ウーノ・クラミを FINLANDIAレーヴェル Meet the composer で聴く

以前も紹介したフィンランドの現代音楽家、ウーノ・クラミ(Uuno Klami、1900/9/20 - 1961/5/29)の Meet The Composer シリーズの一枚(邦題:ウーノ・クラミの個展 / CD2枚組)です。
とは言え無調ではないので北欧系管弦楽の楽しさを味わうにはちょうどいいですね。北欧ロマン派とでも言う楽風から、1924-25にはフランスに渡り、その影響もあります。ベースはカレワラ(Kalevala) と呼ばれるフィンランドの民族叙事詩が元になっていると言われていますね。それだけではなく、協奏曲では調性感の薄い楽曲も手がけます。不思議な音楽家です。
昨日に続けてのFINLANDIAレーベルの Meet The Composer の紹介になります。

一曲目の All' ouverture Op.43 (1951) は将に後期ロマン派と北欧系のマッチしたロマンチックで雄大な管弦楽です。
二曲目 Sea Pictures (1930-32) 「海の情景」は代表曲の一つで、民族音楽的傾向の強い6楽章からなる小管弦楽曲です。背景にカレワラがあるのでしょう。幻想的で美しい楽曲です。6曲目はフランス、特にラヴェルのボレロ、の影響を強く感じさせてくれますね。
三曲目はそのものズバリの Kalevala Suite Op.23 (1943) 「カレヴァラ」組曲になります。もちろん代表曲の一つで、5楽章からなる繊細かつ雄大な楽曲です。透明感もあり良い流れです。最終楽章はコーダに向けての迫力が素晴らしいですね。

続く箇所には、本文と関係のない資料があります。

PR #3920, opened 2021-08-21
Fix comparisons of high precision decimals

### LINKED ISSUE #3898: NUnit 3.13.2 : LessThanOrEqualTo fails on a case which should succeed
image

Here is a code example :
```
[Test, Repeat(1000)]
public void Test()
{
}
```

Best regards

stevenaw:
Fixes #3898 

NOTE: I'm unsure the history behind treating `decimal` separate from `IsFloatingPointNumeric`, but recently adding it to `IsFloatingPointNumeric` broke high-precision comparisons. I've removed it again to try and preserve previous behaviour.
I also noticed that `IsFixedPointNumeric` would return true when given decimal as a boxed value (the `object` overload) but `false` when given decimal in the `Type` overload. This PR changes this to now return `true` for both cases

### DIFF
--- a/src/NUnitFramework/framework/Constraints/Numerics.cs
+++ b/src/NUnitFramework/framework/Constraints/Numerics.cs
@@ -60,7 +60,6 @@ namespace NUnit.Framework.Constraints
             {
                 if (obj is System.Double) return true;
                 if (obj is System.Single) return true;
-                if (obj is System.Decimal) return true;
             }
             return false;
         }
@@ -71,7 +70,6 @@ namespace NUnit.Framework.Constraints
             {
                 if (type == typeof(double)) return true;
                 if (type == typeof(float)) return true;
-                if (type == typeof(decimal)) return true;
             }
             return false;
         }
--- a/src/NUnitFramework/framework/Constraints/Numerics.cs
+++ b/src/NUnitFramework/framework/Constraints/Numerics.cs
@@ -105,6 +105,7 @@ namespace NUnit.Framework.Constraints
             {
                 if (type == typeof(byte)) return true;
                 if (type == typeof(sbyte)) return true;
+                if (type == typeof(decimal)) return true;
                 if (type == typeof(int)) return true;
                 if (type == typeof(uint)) return true;
                 if (type == typeof(long)) return true;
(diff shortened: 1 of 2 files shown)


src/NUnitFramework/tests/Constraints/NumericsTest.cs
```diff
@@ -58,6 +58,58 @@ public void CanMatchDecimalWithoutToleranceMode()
...
+            });
+        }
+
+        [Test]
+        public void TreatFixedPointsSameForInstanceOrType()
+        {
+            var values = new object[] {
+                (byte)1,
+                (sbyte)1,
+                (decimal)1,
```
stevenaw, line 96: These tests were more about documenting the existing implementation than any particular behaviour. Perhaps it's overkill to include them?

src/NUnitFramework/framework/Constraints/Numerics.cs
```diff
@@ -107,6 +105,7 @@ internal static bool IsFixedPointNumeric(Type type)
             {
                 if (type == typeof(byte)) return true;
                 if (type == typeof(sbyte)) return true;
+                if (type == typeof(decimal)) return true;
```
jnm2, line 108: `Decimal` is not fixed point. It's a base 10 floating-point number. (Floating point means it contains an exponent part that specifies where the decimal point goes.) `Decimal` is also correctly described this way at e.g. https://docs.microsoft.com/en-us/dotnet/api/system.decimal.

The method names should change or the caller should do something else to differentiate between the two binary floating-point types and the decimal floating-point type.

jnm2 (changes requested):

src/NUnitFramework/framework/Constraints/Numerics.cs
stevenaw: Yeah. I'm also surprised it was not treated as an explicit floating type by these functions in nunit prior to 3.13.2

Instead of adding it here, should we remove it from the object overload of IsFixedPointNumeric in a separate PR (a breaking change).

jnm2: Oh yes, I think we should. It's a bugfix.

stevenaw: Hm, actually, as I think about this more I may be able to fix the precision issue while keeping `decimal` in the floating point check and without adding this line.
This should allow the final changeset for this fix to more easily be cherry picked into v4 branch

PR #3926, opened 2021-09-06
Add support for .NET5.0 OSPlatformAttribute

### LINKED ISSUE #3866: SupportedOSPlatform
Are there plans to filter tests on the .NET5.0 SupportedOSPlatform attribute?
At the moment, I have to put two attributes, one to shut up the compiler, the other for nunit to only run this for the matching Platform.

In addition the platform name for the .NET5.0 differs from the supported ones for .NUnit Platform

```
    [Platform("win")]
    [SupportedOSPlatform("windows")]
```

If acceptable, I can raise a PR for supporting SupportedOSPlatform on .NET5.0 only.

manfred-brands:
Fixes #3866 

Draft because somehow 'build -t test' doesn't find any tests on my machine.


src/NUnitFramework/framework/Attributes/OSPlatformTranslator.cs
```diff
@@ -0,0 +1,113 @@
...
+using System.Reflection;
+using NUnit.Framework.Interfaces;
+using NUnit.Framework.Internal;
+
+namespace NUnit.Framework
+{
+    /// <summary>
+    /// Marks an assembly, test fixture or test method as applying to a specific platform.
+    /// </summary>
+    public static class OSPlatformTranslator
```
Dreamescaper, line 16: Probably should be internal

src/NUnitFramework/framework/Attributes/OSPlatformTranslator.cs
```diff
@@ -0,0 +1,113 @@
...
+    {
+        /// <summary>
+        /// Converts a .NET 5+ SupportedOSPlatformAttribute into an NUnit PlatformAttribute
+        /// </summary>
+        /// <param name="possibleSupportedOSPlatformAttribute"></param>
+        /// <returns></returns>
+        public static object Translate(object possibleSupportedOSPlatformAttribute)
```
Dreamescaper, line 23: Personally I would prefer something like that:
```csharp
public static bool TryTranslate(object possibleSupportedOSPlatformAttribute, out PlatformAttribute platformAttribute);
```

That would make it more obvious what this method returns.

And then use it smth like that:
```csharp
OSPlatformTranslator.TryTranslate(attribute, out var platformAttribute) ? platformAttribute : attribute
```

(Your option is more concise though, so I don't insist to hard)

Dreamescaper (commented):
Generally looks fine by me. 
I've only left a minor nitpicks.

src/NUnitFramework/framework/Attributes/OSPlatformTranslator.cs
manfred-brands: Completely agree. Done.

src/NUnitFramework/framework/Attributes/OSPlatformTranslator.cs
manfred-brands: Because of #3941 I have to changes this, combining multiple `OSPlatformAttribute` into a single `PlatformAttribute`

manfred-brands:
@mikkelbu MacOS builds fail with "__The repository primary signature validity period has expired__".  Also fails in 'master'.

src/NUnitFramework/framework/Attributes/OSPlatformTranslator.cs
stevenaw: Thanks for explaining this, I was going to ask why the need to handle `PlatformAttribute` in the translator. Are you saying that this PR will also fix https://github.com/nunit/nunit/issues/3941 ?

manfred-brands: @stevenaw This PR will as a side effect combine multiple Platform attributes into one, thereby 'fixing' #3941. It depends if the owners want that or change the AllowMultiple flag.
The main reason I combine it here is for code that currently use both `SupportOSPlatform` and `Platform`. The first for the .NET compiler, the 2nd for nunit.

mikkelbu:
I also noticed the problems with builds which was also why I manually triggered https://nunit.visualstudio.com/NUnit/_build/results?buildId=4256&view=results, but I've not had time to look at it the last couple of week.

Regarding failures like this I proposed to run the builds every day in #3928, but so far I've not heard any feedback.

src/NUnitFramework/framework/Attributes/OSPlatformTranslator.cs
stevenaw: @manfred-brands Sorry it's taken me a few days to get back to you. That makes a lot of sense, thanks!

src/NUnitFramework/framework/Attributes/OSPlatformTranslator.cs
```diff
@@ -0,0 +1,141 @@
...
+        public static IEnumerable<object> Translate(IEnumerable<object> allAttributes)
+        {
+            var includes = new HashSet<string>(StringComparer.OrdinalIgnoreCase);
+            var excludes = new HashSet<string>(StringComparer.OrdinalIgnoreCase);
+
+            foreach (var attribute in allAttributes)
+            {
+                if (attribute is PlatformAttribute platformAttribute)
+                {
+                    Add(includes, platformAttribute.Include);
```
stevenaw, line 30: `HashSet<T>` defines a `UnionWith` function to merge another `IEnumerable<T>` to itself. Would it work to use that here?

src/NUnitFramework/tests/Attributes/OSPlatformAttributeTests.cs
```diff
@@ -0,0 +1,46 @@
+// Copyright (c) Charlie Poole, Rob Prouse and Contributors. MIT License - see LICENSE.txt
+#if NET5_0
```
stevenaw, line 2: Instead of explicitly targeting NET5 by name, can we invert the check to be "NOT {UNSUPPORTED}". That way these tests will be included in other future build targets, NET6+.

For example something like (untested):
```csharp
#if !(NET45 | NETCOREAPP)
// net 5 code here
#endif
```

stevenaw (changes requested):
@manfred-brands Thanks for investigating + putting this PR up! I have one suggestion that may help with ensuring these tests continue to run in the future

src/NUnitFramework/tests/Attributes/OSPlatformAttributeTests.cs
manfred-brands: I would have liked to use `#if NET5_0_OR_GREATER` but it wasn't available in the SDK used by NUnit. Is there a reason we are not using the latest minor version 5.0.400?

stevenaw: That's a good question! I'm not sure

mikkelbu: Usually, we have only bumped these when necessary to make it possible for people to contribute even if they are not using the latest SDKs. And often we only updated if some CI broke.

But I cannot see a large problem with bumping to 5.0.400 (except that I need to update my VS installation). @rprouse do you have any oppinon on this?

rprouse: I am fine to bump the minor version, we should be running the latest bug and security fixes.

src/NUnitFramework/framework/Attributes/OSPlatformTranslator.cs
manfred-brands: Replaced own loop with call to `UnionWith`.

src/NUnitFramework/tests/Attributes/OSPlatformAttributeTests.cs
manfred-brands: Actually the bump by @mikkelbu to 5.0.202 added NET5_0_OR_GREATER already. Although I couldn't find it in any release notes.
Rebased the branch and updated the code to use '#if NET5_0_OR_GREATER' to fix @stevenaw concern.

src/NUnitFramework/framework/Attributes/OSPlatformTranslator.cs
mikkelbu: I think it is fix to fix #3941 and keep the AllowMultiple as it is.

src/NUnitFramework/tests/Attributes/OSPlatformAttributeTests.cs
stevenaw: Thanks @manfred-brands , that looks great! 👍

stevenaw (approved):

stevenaw:
Thanks for your contribution @manfred-brands ! We'll need a second approval before the PR can be merged.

四曲目以降が2CDになり協奏曲集です。 Cheremissian Fantasy Op.19 (1931) は 実質的にはチェロ交響曲になります。同年に作られた二曲目と同じく民族音楽的要素が強く感じられますね。
五曲目の Violin Concerto (1942) では調性感の薄さを感じさせてくれます。しかし、それ以上ではなく やや中途半端な感は否めませんね。オケとの協奏感が弱いせいかもしれません。そういう意味からは第三楽章Allegroが一番いい感じですね。

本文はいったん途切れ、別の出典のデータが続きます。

PR #3929, opened 2021-09-11
Fix high precision decimal calculations in v3.13 (#3898)

### LINKED ISSUE #3898: NUnit 3.13.2 : LessThanOrEqualTo fails on a case which should succeed

stevenaw:
Fixes #3898 
Fixes high-precision decimal calculations by internally using `decimal` when appropriate.

I tried a few approaches here, and the one I found worked best while maintaining full backwards compatibility is to compare `expected` and `actual` as decimals when at least one of the values is decimal and BOTH are within the valid values for decimals (between `decimal.MinValue` and `decimal.MaxValue`).

I also tried to treat all floating point operations as `decimal` internally when expected and actual are within valid range, however this caused some a change in failure messages when comparing two `double` or `float` values (or a double to an int, etc) with a tolerance since the number of decimal places in the "+/-" portion of the error message changed. This approach broke some existing tests in nunit, and likely would've broken others as well.

NOTE: After merging, this should also be ported to the main development branch too

### DIFF
--- a/src/NUnitFramework/framework/Constraints/Numerics.cs
+++ b/src/NUnitFramework/framework/Constraints/Numerics.cs
@@ -402,18 +402,11 @@ namespace NUnit.Framework.Constraints
             if (!IsNumericType(expected) || !IsNumericType(actual))
                 throw new ArgumentException("Both arguments must be numeric");
 
-            if (IsFloatingPointNumeric(expected) || IsFloatingPointNumeric(actual))
-            {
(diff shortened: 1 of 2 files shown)


stevenaw:
Oh that's a good point @realfaisalk thanks for pointing that out! That could probably be made clearer. Would you be willing to file a GitHub issue about it?

PR #3931, opened 2021-09-15
Fix high precision decimal calculations in v4 (#3898)

### LINKED ISSUE #3898: NUnit 3.13.2 : LessThanOrEqualTo fails on a case which should succeed

stevenaw:
Fixes #3898 
Backport of #3929

Allows high-precision decimal comparisons to be treated internally as `decimal`


mikkelbu (approved):
Looks exactly the same as were merged to the v3.13-dev branch, so it looks good 👍 .

stevenaw:
Thanks @mikkelbu !

PR #3950, opened 2021-10-01
fix: Correct builds on CI

mikkelbu:
According to NuGet/Announcements#56 .NET SDK 5.0.202 will have NuGet package verification disabled on Linux and macOS.


rprouse (approved):
Thanks for researching this!

Issue #3899, opened 2021-07-27
Allow randomizing 'Guid' test arguments with [Random]


julealgon:
`[Random]` currently supports several primitive types (mostly numeric ones), but it does not work with `Guid`. To provide different values to a `Guid` argument, one has to manually provide them either via `[TestCaseSource]` or via `[ValueSource]`.

In my experience, being able to easily provide different `Guid` values to a test is fairly useful. Currently, I'm doing this by using a `ValueSource`, which caused a [different problem](https://github.com/nunit/nunit/issues/3894), forcing me to resort to hardcoded `Guid`s instead of using `Guid.NewGuid`.

I'm aware that `Guid` randomization is different than the standard one using the `Random` class, so I'm not sure if it would be possible to have the same "seed" in discovery and execution phases to build the unique test names with the built-in values (probably not).

julealgon:
The last part of my post is probably not true as per [this comment from @jnm2](https://github.com/nunit/nunit/issues/3894#issuecomment-881877904) :
> In the meantime, that suggests the workaround you could use. Instead of Guid.NewGuid(), use `TestContext.CurrentContext.Random.NextGuid()`.

I guess you could then easily leverage this for generating the random `Guid` values in a consistent manner like any other random values are created today.

mikkelbu:
Closed by #3951

PR #3951, opened 2021-10-02
Allow randomizing 'Guid' test arguments with [Random]

Greybird:
Hi,

This PR should solve #3899.

I am not particularly satisfied about 
1. having to throw `NotSupportedException`s, but I chose to stay the closest possible to the current design. Very open to suggestion on a better design (interface for range support ?)
2. not having a test for checking that using `min` and/or `max` with `Guid` parameters would actually be refused through the `Guard`, but I did not find a test for the other one checking about having enough different values in the range when using `Distinct`. If I missed something, again, would be very happy to enhance the proposal.

If this PR is accepted, the [documentation for random attribute](https://docs.nunit.org/articles/nunit/writing-tests/attributes/random.html) will need to be updated for , though a PR on [nunit/docs, random.md](https://github.com/nunit/docs/blob/master/docs/articles/nunit/writing-tests/attributes/random.md)

For the sake of completeness, and even if this is outside the responsibility of nunit, I'm also getting a warning in Visual Studio, coming from a [Jetbrains rule](https://www.jetbrains.com/help/rider/NUnit.ParameterTypeIsNotCompatibleWithAttribute.html), which would require an update.
image

### DIFF
--- a/src/NUnitFramework/framework/Attributes/RandomAttribute.cs
+++ b/src/NUnitFramework/framework/Attributes/RandomAttribute.cs
@@ -166,6 +166,8 @@ namespace NUnit.Framework
                     _source = new SByteDataSource(_count);
                 else if (parmType == typeof(decimal))
                     _source = new DecimalDataSource(_count);
+                else if (parmType == typeof(Guid))
+                    _source = new GuidDataSource(_count);
                 else if (parmType.GetTypeInfo().IsEnum)
                     _source = new EnumDataSource(_count);
                 else // Default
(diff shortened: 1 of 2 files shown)


dnfadmin:
[CLA assistant check](https://cla.dotnetfoundation.org/nunit/nunit?pullRequest=3951) <br/>Thank you for your submission, we really appreciate it. Like many open source projects, we ask that you sign our [Contributor License Agreement](https://cla.dotnetfoundation.org/nunit/nunit?pullRequest=3951) before we can accept your contribution.<br/><br/>:x: Greybird [sign now](https://cla.dotnetfoundation.org/nunit/nunit?pullRequest=3951)<br/><sub>You have signed the CLA already but the status is still pending? Let us [recheck](https://cla.dotnetfoundation.org/check/nunit/nunit?pullRequest=3951) it.</sub>

PR #3952, opened 2021-10-02
fix: Remove install script and entry classes

### LINKED ISSUE #1428: NUnitLite package always installs both Program.cs and Program.vb
The NUnitLite package has an install script which looks like it should be delete either of these files if they do not match the project type. It doesn't seem to be working. Haven't really looked in to why, yet.

mikkelbu:
Fixes #1428 by removing the install script and also the entry points, as they have not been applied for quite some time.

I'll update the documentation when this is merged.


stevenaw (approved):
Thanks @mikkelbu 👍

Issue #3410, opened 2019-10-31
Consider deprecating NUnitEqualityComparer.AreEqual optional bool parameter


stevenaw:
The NUnitEqualityComparer contains an optional parameter in the public API to specify if the comparison is top-level or not.
https://github.com/nunit/nunit/blob/8de9af1d695d42d2d85604a100ff9f6c00e5728f/src/NUnitFramework/framework/Constraints/NUnitEqualityComparer.cs#L157

This has been converted to separate overloads in a subsequent PR. https://github.com/nunit/nunit/pull/3406

That PR also gets the code to the point where the boolean parameter _could_ be calculated (but doing so could break consumers who explicitly pass false).

We can't just remove it outright, since it's a part of the public API and could be used by consumers (ex: a custom wrapper over the comparer), but I think we should consider marking the overload with the bool as obsolete, to be removed in a later version.

mikkelbu:
I think it is fine to mark it obsolete in the 3.13.x branch and then correct it on master.

seanpoulter:
It appears to me that #3410 can now we be closed. What do you think? We've had two PRs merged in October that marked AsEqual as obsolete then removed it.

mikkelbu:
@seanpoulter Thanks for the heads up. You are right. This should be closed by the two PRs.

PR #3959, opened 2021-10-11
Marked 'NUnitEqualityComparer.AreEqual(object, object, Tolerance, bool)' as obsolete

x789:
This is PR 1/2 that solves issue #3410.

Changes:
* Marked the method `NUnitEqualityComparer.AreEqual(object, object, Tolerance, bool)` as obsolete.
* Changed the only (internal) caller of that method `AreEqual(object, object, Tolerance)`, so there are no internal references to the deprecated method.


mikkelbu:
@x789 As far as I can tell we are starting to use version 1.3.0 of the cake.tool. Prior we used version 1.2.0 on this branch. Version 1.3.0 were uploaded to nuget for approx 7 days ago. 

The builds are working on master, but there we also have #3835. @rprouse can you see any problem in backporting #3835 to the `v3.13-dev` branch? (and perhaps change the version 1.1.0 to 1.3.0)

PR #3962, opened 2021-10-14
Ensure that AfterTest always runs in AfterTestCommand

### LINKED ISSUE #3953: Dispose is not called on test fixtures with LifeCycle.InstancePerTestCase without TearDown method
# Issue

If I run the following test fixture, the `test_that_dispose_was_called` passes because the  `Dispose` method is called as expected.

```csharp
public class Test_fixture : IDisposable
{
    private static bool _disposeWasCalled;

    [Test, Order(0)]
    public void test_running_first() => Assert.Pass("Some test running before");

    [Test, Order(1)]
    public void test_that_dispose_was_called() => Assert.That(_disposeWasCalled);

    [TearDown]
    public static void TearDown(){}

    public void Dispose() => _disposeWasCalled = true;
}
```
image

However, if I remove the `TearDown` method, the `Dispose` method is no longer called and `_wasDisposed` remains false.

```csharp
public class Test_fixture : IDisposable
{
    private static bool _disposeWasCalled;

    [Test, Order(0)]
    public void test_running_first() => Assert.Pass("Some test running before");

    [Test, Order(1)]
    public void test_that_dispose_was_called() => Assert.That(_disposeWasCalled);

    public void Dispose() => _disposeWasCalled = true;
}
```
image

# Expected

I would have expected `Dispose` to be called after every test if the fixture has the attribute `FixtureLifeCycle(LifeCycle.InstancePerTestCase)` set on it, independent of the presence of a `TearDown` method. This is expectation is based on [the documentation of the FixtureLifeCycleAttribute](https://docs.nunit.org/articles/nunit/writing-tests/attributes/fixturelifecycle.html), which states that `IDisposable` fixtures are disposed after each test.

manfred-brands:
Fixes #3953

### DIFF
--- a/src/NUnitFramework/framework/Internal/Commands/AfterTestCommand.cs
+++ b/src/NUnitFramework/framework/Internal/Commands/AfterTestCommand.cs
@@ -1,4 +1,4 @@
-﻿// ***********************************************************************
+// ***********************************************************************
 // Copyright (c) 2017 Charlie Poole, Rob Prouse
 //
 // Permission is hereby granted, free of charge, to any person obtaining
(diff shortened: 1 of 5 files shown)


manfred-brands:
Created #3963 for master.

六曲目の Concerto No.2 for Piano and String Orchestra Op.41 (1950) は前回 舘野泉さんのピアノで紹介しましたが、こちらの方がより調性感の薄さと惹き付けられるものを感じます。この楽曲ではピアノが弦楽団との対比でよく浮かび上がるのですが、ピアノのタッチ(打鍵の強さ)は本盤の Juhani Lagerspetz の方が好みですね。前出とは逆に第二楽章より第一三楽章のドライブ感の方が素晴らしく感じますね。このCDの中で出色の出来です。この曲の為に購入して惜しくありません。

バリエーション豊かな楽風なのですが、独特の和声カレワラ(Kalevala)の民族性を強く感じる音楽がクラミの個性ですね。